> **Brief**
Find the line with "- **Cross-repo impact: none**" in the records below. Copy it and every line after it, up to and including the line with "The class-level docstring".
[[ Records to process open ]]
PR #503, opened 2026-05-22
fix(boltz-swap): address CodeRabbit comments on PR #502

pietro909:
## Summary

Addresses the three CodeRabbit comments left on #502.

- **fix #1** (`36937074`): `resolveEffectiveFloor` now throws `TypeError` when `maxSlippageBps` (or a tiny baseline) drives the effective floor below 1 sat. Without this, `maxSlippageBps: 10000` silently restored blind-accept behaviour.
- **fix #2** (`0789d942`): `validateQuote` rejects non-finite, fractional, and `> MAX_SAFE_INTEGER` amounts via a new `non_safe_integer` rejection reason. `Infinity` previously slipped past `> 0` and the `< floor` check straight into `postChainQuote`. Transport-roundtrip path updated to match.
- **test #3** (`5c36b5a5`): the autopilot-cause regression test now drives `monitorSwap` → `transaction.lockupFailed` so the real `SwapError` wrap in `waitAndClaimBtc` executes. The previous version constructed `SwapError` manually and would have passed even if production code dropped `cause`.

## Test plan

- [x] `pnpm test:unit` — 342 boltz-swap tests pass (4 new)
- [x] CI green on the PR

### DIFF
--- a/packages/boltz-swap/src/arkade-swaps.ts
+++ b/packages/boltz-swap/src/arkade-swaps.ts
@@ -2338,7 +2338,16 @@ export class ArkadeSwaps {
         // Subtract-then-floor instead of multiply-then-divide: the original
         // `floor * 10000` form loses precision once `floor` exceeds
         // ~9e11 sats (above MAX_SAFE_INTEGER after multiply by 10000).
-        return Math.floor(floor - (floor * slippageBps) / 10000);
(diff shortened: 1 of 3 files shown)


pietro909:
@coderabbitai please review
[[ Records to process closed ]]
[[ Records to process open ]]
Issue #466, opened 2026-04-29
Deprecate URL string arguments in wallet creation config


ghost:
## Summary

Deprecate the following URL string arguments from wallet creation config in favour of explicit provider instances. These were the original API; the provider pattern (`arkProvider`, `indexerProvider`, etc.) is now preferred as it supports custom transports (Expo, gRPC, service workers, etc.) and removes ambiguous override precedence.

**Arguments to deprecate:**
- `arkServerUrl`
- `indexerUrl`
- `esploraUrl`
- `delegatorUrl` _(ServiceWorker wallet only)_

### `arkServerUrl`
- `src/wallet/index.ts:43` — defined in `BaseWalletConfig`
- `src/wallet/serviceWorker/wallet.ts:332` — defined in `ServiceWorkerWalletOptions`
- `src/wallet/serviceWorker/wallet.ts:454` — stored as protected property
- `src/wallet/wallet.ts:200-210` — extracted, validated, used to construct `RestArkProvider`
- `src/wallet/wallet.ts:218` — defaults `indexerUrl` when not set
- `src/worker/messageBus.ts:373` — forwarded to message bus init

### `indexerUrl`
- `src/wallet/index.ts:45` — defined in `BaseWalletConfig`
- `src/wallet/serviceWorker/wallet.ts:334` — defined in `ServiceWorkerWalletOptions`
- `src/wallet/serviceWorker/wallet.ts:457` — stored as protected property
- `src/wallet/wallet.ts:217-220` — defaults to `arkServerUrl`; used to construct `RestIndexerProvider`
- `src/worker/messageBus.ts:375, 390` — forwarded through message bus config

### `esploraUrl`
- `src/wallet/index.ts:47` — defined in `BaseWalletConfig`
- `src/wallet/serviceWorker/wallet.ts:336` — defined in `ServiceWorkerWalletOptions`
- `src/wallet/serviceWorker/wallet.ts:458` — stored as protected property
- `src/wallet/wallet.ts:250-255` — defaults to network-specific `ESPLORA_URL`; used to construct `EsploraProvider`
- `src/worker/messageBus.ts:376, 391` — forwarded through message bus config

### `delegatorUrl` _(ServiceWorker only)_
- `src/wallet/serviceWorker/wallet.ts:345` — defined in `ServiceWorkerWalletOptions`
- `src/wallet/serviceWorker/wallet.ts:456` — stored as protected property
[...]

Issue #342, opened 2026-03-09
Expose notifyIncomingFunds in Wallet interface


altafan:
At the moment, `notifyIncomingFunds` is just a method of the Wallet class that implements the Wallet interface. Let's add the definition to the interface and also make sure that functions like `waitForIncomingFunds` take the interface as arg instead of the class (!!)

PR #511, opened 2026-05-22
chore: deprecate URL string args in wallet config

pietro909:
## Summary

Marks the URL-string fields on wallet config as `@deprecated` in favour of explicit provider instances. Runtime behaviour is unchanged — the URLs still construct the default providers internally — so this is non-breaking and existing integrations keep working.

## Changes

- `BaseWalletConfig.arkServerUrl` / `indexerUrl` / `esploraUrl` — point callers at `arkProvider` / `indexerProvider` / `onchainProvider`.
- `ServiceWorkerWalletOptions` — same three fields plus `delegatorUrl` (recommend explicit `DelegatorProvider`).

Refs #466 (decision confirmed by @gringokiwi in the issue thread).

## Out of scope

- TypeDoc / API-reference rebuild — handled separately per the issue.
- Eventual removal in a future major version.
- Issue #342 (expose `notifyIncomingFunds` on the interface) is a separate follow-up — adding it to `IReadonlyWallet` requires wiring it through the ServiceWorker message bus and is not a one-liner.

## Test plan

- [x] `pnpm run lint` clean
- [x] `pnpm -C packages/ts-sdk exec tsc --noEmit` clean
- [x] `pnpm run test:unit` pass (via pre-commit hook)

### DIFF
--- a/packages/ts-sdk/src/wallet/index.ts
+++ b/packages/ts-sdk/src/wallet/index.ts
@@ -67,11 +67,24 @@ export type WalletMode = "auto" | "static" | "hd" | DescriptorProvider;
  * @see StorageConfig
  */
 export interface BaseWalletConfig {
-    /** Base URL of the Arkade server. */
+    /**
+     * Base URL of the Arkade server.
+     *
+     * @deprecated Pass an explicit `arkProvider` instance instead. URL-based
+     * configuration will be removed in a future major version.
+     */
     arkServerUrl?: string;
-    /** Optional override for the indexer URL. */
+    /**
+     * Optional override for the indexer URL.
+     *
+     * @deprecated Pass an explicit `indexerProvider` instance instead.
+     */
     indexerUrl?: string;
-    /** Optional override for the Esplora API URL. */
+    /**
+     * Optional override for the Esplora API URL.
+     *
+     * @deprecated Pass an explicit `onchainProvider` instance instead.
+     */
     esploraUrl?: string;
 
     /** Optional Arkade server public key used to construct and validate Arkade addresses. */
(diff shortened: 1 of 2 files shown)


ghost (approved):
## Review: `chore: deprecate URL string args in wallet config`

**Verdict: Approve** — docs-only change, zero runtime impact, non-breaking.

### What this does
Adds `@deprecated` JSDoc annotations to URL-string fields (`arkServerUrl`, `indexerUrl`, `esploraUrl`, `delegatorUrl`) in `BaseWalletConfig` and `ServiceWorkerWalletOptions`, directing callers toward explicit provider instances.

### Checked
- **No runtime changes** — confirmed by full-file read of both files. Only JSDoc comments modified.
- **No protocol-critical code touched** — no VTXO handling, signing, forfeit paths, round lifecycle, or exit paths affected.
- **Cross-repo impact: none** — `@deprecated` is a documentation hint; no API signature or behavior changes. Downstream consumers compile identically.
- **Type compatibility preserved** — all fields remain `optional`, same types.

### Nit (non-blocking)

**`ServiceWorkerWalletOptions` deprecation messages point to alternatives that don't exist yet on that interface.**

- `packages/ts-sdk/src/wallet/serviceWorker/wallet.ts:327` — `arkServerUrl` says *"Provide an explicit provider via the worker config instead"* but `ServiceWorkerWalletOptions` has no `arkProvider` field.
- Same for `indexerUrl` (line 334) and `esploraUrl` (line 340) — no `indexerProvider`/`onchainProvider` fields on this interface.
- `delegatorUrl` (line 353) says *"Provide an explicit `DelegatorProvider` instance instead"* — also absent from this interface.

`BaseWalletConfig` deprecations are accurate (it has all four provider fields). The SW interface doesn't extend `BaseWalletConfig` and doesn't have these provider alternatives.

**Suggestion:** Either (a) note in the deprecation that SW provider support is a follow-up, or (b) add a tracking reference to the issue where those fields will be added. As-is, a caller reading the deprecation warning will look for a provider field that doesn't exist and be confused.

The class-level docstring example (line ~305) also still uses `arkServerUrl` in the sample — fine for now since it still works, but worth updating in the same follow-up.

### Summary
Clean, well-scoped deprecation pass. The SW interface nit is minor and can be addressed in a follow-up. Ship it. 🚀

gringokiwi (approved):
[[ Records to process closed ]]
> **Answer space**
- **Cross-repo impact: none** — `@deprecated` is a documentation hint; no API signature or behavior changes. Downstream consumers compile identically.
- **Type compatibility preserved** — all fields remain `optional`, same types.

### Nit (non-blocking)

**`ServiceWorkerWalletOptions` deprecation messages point to alternatives that don't exist yet on that interface.**

- `packages/ts-sdk/src/wallet/serviceWorker/wallet.ts:327` — `arkServerUrl` says *"Provide an explicit provider via the worker config instead"* but `ServiceWorkerWalletOptions` has no `arkProvider` field.
- Same for `indexerUrl` (line 334) and `esploraUrl` (line 340) — no `indexerProvider`/`onchainProvider` fields on this interface.
- `delegatorUrl` (line 353) says *"Provide an explicit `DelegatorProvider` instance instead"* — also absent from this interface.

`BaseWalletConfig` deprecations are accurate (it has all four provider fields). The SW interface doesn't extend `BaseWalletConfig` and doesn't have these provider alternatives.

**Suggestion:** Either (a) note in the deprecation that SW provider support is a follow-up, or (b) add a tracking reference to the issue where those fields will be added. As-is, a caller reading the deprecation warning will look for a provider field that doesn't exist and be confused.

The class-level docstring example (line ~305) also still uses `arkServerUrl` in the sample — fine for now since it still works, but worth updating in the same follow-up.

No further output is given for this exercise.